## What you are asked to do
Give back, word for word, the lines in the listing below from the one holding "3. Finally, click Apply button" down to the one holding "but concerning the below link", both ends included.

## Extracted records

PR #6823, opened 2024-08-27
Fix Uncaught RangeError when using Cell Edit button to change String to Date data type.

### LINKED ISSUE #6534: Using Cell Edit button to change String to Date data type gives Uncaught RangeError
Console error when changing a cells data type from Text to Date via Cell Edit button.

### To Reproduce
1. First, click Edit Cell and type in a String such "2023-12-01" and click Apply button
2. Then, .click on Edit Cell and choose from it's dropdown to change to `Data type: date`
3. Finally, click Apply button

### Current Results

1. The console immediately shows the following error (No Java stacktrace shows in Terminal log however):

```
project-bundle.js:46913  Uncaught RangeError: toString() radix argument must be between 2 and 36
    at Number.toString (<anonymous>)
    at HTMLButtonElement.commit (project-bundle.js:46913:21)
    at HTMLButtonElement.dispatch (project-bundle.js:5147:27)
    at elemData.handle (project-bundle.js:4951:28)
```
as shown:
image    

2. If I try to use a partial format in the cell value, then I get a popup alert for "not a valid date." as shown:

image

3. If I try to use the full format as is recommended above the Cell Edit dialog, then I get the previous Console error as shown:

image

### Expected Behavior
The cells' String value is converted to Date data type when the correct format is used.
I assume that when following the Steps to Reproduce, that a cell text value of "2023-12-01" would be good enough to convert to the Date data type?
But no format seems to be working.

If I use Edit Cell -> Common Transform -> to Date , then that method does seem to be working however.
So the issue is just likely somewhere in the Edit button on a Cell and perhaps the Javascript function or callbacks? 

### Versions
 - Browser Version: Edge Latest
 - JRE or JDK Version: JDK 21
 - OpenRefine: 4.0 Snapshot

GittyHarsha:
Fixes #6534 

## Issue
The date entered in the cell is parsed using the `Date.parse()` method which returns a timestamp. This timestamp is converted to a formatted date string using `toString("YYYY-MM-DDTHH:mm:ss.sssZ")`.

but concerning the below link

==

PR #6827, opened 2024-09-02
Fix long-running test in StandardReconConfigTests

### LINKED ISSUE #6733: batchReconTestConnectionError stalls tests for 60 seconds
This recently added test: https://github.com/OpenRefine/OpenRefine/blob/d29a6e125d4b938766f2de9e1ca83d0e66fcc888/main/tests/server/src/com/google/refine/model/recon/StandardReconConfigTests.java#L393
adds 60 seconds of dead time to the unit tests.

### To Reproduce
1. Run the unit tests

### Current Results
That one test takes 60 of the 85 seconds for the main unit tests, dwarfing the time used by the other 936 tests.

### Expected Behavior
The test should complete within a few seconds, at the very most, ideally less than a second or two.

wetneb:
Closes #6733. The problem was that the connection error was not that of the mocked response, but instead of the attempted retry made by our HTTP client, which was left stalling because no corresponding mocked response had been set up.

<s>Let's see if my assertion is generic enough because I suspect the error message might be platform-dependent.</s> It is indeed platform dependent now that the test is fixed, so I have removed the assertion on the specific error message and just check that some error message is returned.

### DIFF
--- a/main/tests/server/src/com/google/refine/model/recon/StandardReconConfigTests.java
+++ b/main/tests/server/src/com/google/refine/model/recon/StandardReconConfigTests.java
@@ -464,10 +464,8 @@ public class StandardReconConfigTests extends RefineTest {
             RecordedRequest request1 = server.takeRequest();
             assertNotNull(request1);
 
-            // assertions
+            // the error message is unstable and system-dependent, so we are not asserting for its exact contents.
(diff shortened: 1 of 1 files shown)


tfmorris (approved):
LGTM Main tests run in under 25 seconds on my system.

---

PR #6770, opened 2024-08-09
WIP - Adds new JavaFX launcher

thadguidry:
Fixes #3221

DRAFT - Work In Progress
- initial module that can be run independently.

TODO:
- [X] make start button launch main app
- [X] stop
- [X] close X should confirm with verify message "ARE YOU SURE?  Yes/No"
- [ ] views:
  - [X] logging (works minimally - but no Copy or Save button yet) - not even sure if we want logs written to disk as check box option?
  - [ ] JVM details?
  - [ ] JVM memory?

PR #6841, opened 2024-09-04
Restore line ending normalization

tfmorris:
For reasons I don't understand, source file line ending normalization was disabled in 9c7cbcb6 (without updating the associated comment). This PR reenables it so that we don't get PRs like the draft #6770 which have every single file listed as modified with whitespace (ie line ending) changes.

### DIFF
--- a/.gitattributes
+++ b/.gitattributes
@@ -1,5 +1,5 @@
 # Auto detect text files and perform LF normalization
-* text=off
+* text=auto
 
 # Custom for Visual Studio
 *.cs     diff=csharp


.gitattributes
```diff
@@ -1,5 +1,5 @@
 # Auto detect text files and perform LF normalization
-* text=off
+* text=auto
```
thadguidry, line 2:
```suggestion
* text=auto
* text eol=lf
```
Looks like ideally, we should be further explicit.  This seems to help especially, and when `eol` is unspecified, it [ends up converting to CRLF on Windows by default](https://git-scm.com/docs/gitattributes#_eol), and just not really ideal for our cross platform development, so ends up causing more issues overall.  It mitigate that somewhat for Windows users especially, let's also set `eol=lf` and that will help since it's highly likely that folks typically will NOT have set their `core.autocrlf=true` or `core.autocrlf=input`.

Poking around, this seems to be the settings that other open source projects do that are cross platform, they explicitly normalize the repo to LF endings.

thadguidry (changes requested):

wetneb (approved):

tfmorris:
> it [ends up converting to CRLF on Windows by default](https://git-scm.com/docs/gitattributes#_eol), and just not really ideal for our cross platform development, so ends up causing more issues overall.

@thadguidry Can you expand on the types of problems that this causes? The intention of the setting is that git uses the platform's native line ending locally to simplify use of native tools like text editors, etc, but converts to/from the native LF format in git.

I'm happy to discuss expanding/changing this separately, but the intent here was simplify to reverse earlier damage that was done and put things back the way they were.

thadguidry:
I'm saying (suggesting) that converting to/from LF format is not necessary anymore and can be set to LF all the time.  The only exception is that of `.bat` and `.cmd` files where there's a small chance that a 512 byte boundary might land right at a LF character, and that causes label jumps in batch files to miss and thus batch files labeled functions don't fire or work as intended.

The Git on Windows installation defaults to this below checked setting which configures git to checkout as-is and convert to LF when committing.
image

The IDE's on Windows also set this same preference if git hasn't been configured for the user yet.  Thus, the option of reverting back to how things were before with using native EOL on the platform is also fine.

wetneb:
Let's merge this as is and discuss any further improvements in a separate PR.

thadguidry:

## Exercise solution
3. Finally, click Apply button

### Current Results

1. The console immediately shows the following error (No Java stacktrace shows in Terminal log however):

```
project-bundle.js:46913  Uncaught RangeError: toString() radix argument must be between 2 and 36
    at Number.toString (<anonymous>)
    at HTMLButtonElement.commit (project-bundle.js:46913:21)
    at HTMLButtonElement.dispatch (project-bundle.js:5147:27)
    at elemData.handle (project-bundle.js:4951:28)
```
as shown:
image    

2. If I try to use a partial format in the cell value, then I get a popup alert for "not a valid date." as shown:

image

3. If I try to use the full format as is recommended above the Cell Edit dialog, then I get the previous Console error as shown:

image

### Expected Behavior
The cells' String value is converted to Date data type when the correct format is used.
I assume that when following the Steps to Reproduce, that a cell text value of "2023-12-01" would be good enough to convert to the Date data type?
But no format seems to be working.

If I use Edit Cell -> Common Transform -> to Date , then that method does seem to be working however.
So the issue is just likely somewhere in the Edit button on a Cell and perhaps the Javascript function or callbacks? 

### Versions
 - Browser Version: Edge Latest
 - JRE or JDK Version: JDK 21
 - OpenRefine: 4.0 Snapshot

GittyHarsha:
Fixes #6534 

## Issue
The date entered in the cell is parsed using the `Date.parse()` method which returns a timestamp. This timestamp is converted to a formatted date string using `toString("YYYY-MM-DDTHH:mm:ss.sssZ")`.

but concerning the below link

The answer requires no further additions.